= Raw data =
Issue #1955, opened 2015-08-07
Paste (cmd/ctrl + v) on new doc errors


chadrolfs:
new doc (Layer 1 focused), cmd/ctrl + v
Result: `Action edit.nativePaste failed: Error: Menu command not available: 105`

iwehrman:
Downgrading this to low-priority since it only happens in debug builds. But, on the upside, FIP.

PR #1958, opened 2015-08-10
Ignore clipboard-related errors due to menu.nativeModal failure

iwehrman:
`menu.nativeModal` and `menu.native` fail in debug mode when the underlying menu command isn't available. In the case of the native clipboard edit operations, these errors are harmless and can safely be ignored.

Addresses #1955.


volfied:
Looks good.

PR #2774, opened 2015-10-02
color variable for library sample backgrounds

placegraphichere:
one more of these color changes before we get to themes


iwehrman:
:open_hands:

= Problem description =
Your task is to output all of the data above word for word.

= Result of this task =
Issue #1955, opened 2015-08-07
Paste (cmd/ctrl + v) on new doc errors


chadrolfs:
new doc (Layer 1 focused), cmd/ctrl + v
Result: `Action edit.nativePaste failed: Error: Menu command not available: 105`

iwehrman:
Downgrading this to low-priority since it only happens in debug builds. But, on the upside, FIP.

PR #1958, opened 2015-08-10
Ignore clipboard-related errors due to menu.nativeModal failure

iwehrman:
`menu.nativeModal` and `menu.native` fail in debug mode when the underlying menu command isn't available. In the case of the native clipboard edit operations, these errors are harmless and can safely be ignored.

Addresses #1955.


volfied:
Looks good.

PR #2774, opened 2015-10-02
color variable for library sample backgrounds

placegraphichere:
one more of these color changes before we get to themes


iwehrman:
:open_hands:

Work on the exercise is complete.